(Saved entries)
PR #596, opened 2024-05-14
Support ubuntu-24.04-x64

### LINKED ISSUE #595: Faild in ubuntu-24.04 runner
Ubuntu 24.04 runner has been released. 

https://github.com/actions/runner-images/issues/9848

But, attempting to use it resulted in the following errors.

```
Error: The current runner (ubuntu-24.04-x64) was detected as self-hosted because the platform does not match a GitHub-hosted runner image (or that image is deprecated and no longer supported).
In such a case, you should install Ruby in the $RUNNER_TOOL_CACHE yourself, for example using https://github.com/rbenv/ruby-build
You can take inspiration from this workflow for more details: https://github.com/ruby/ruby-builder/blob/master/.github/workflows/build.yml
$ ruby-build head /opt/hostedtoolcache/Ruby/head/x64
Once that completes successfully, mark it as complete with:
$ touch /opt/hostedtoolcache/Ruby/head/x64.complete
It is your responsibility to ensure installing Ruby like that is not done in parallel.
```

kachick:
Resolves #595

As I understand it, https://github.com/ruby/ruby-builder/pull/17 is needed as a preparation task

### DIFF
--- a/.github/workflows/test.yml
+++ b/.github/workflows/test.yml
@@ -17,7 +17,7 @@ jobs:
     strategy:
       fail-fast: false
       matrix:
-        os: [ ubuntu-20.04, ubuntu-22.04, macos-11, macos-12, macos-13, macos-14, macos-arm-oss, windows-2019, windows-2022 ]
+        os: [ ubuntu-20.04, ubuntu-22.04, ubuntu-24.04, macos-11, macos-12, macos-13, macos-14, macos-arm-oss, windows-2019, windows-2022 ]
         ruby: [
           '1.9', '2.0', '2.1', '2.2', '2.3', '2.4', '2.5', '2.6', '2.7', '3.0', '3.1', '3.2', '3.3', ruby-head,
           jruby, jruby-head,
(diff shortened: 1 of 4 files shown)


eregon:
Could you also list 24.04 in the README?

.github/workflows/test.yml
```diff
@@ -33,6 +33,7 @@ jobs:
         exclude:
```
eregon, line 33: Could you exclude 1.9 on 24.04? (see linked issue)
I scheduled a second run on ruby-builder but I guess it will fail too.

.github/workflows/test.yml
```diff
@@ -33,6 +33,7 @@ jobs:
...
         # https://github.com/ruby/setup-ruby/issues/496
         - { os: ubuntu-22.04, ruby: '2.2' }
+        # - { os: ubuntu-24.04, ruby: '2.2' }
```
eregon, line 36: Could you either remove this line if unneeded or if the build does fail then uncomment it?

eregon:
CI should be close to passing on the next run, but we still need to update the 3 -dev-builder repos.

▶ _Directions_
All lines of the data are to be repeated exactly as they stand.

▶ _The answer_
PR #596, opened 2024-05-14
Support ubuntu-24.04-x64

### LINKED ISSUE #595: Faild in ubuntu-24.04 runner
Ubuntu 24.04 runner has been released. 

https://github.com/actions/runner-images/issues/9848

But, attempting to use it resulted in the following errors.

```
Error: The current runner (ubuntu-24.04-x64) was detected as self-hosted because the platform does not match a GitHub-hosted runner image (or that image is deprecated and no longer supported).
In such a case, you should install Ruby in the $RUNNER_TOOL_CACHE yourself, for example using https://github.com/rbenv/ruby-build
You can take inspiration from this workflow for more details: https://github.com/ruby/ruby-builder/blob/master/.github/workflows/build.yml
$ ruby-build head /opt/hostedtoolcache/Ruby/head/x64
Once that completes successfully, mark it as complete with:
$ touch /opt/hostedtoolcache/Ruby/head/x64.complete
It is your responsibility to ensure installing Ruby like that is not done in parallel.
```

kachick:
Resolves #595

As I understand it, https://github.com/ruby/ruby-builder/pull/17 is needed as a preparation task

### DIFF
--- a/.github/workflows/test.yml
+++ b/.github/workflows/test.yml
@@ -17,7 +17,7 @@ jobs:
     strategy:
       fail-fast: false
       matrix:
-        os: [ ubuntu-20.04, ubuntu-22.04, macos-11, macos-12, macos-13, macos-14, macos-arm-oss, windows-2019, windows-2022 ]
+        os: [ ubuntu-20.04, ubuntu-22.04, ubuntu-24.04, macos-11, macos-12, macos-13, macos-14, macos-arm-oss, windows-2019, windows-2022 ]
         ruby: [
           '1.9', '2.0', '2.1', '2.2', '2.3', '2.4', '2.5', '2.6', '2.7', '3.0', '3.1', '3.2', '3.3', ruby-head,
           jruby, jruby-head,
(diff shortened: 1 of 4 files shown)


eregon:
Could you also list 24.04 in the README?

.github/workflows/test.yml
```diff
@@ -33,6 +33,7 @@ jobs:
         exclude:
```
eregon, line 33: Could you exclude 1.9 on 24.04? (see linked issue)
I scheduled a second run on ruby-builder but I guess it will fail too.

.github/workflows/test.yml
```diff
@@ -33,6 +33,7 @@ jobs:
...
         # https://github.com/ruby/setup-ruby/issues/496
         - { os: ubuntu-22.04, ruby: '2.2' }
+        # - { os: ubuntu-24.04, ruby: '2.2' }
```
eregon, line 36: Could you either remove this line if unneeded or if the build does fail then uncomment it?

eregon:
CI should be close to passing on the next run, but we still need to update the 3 -dev-builder repos.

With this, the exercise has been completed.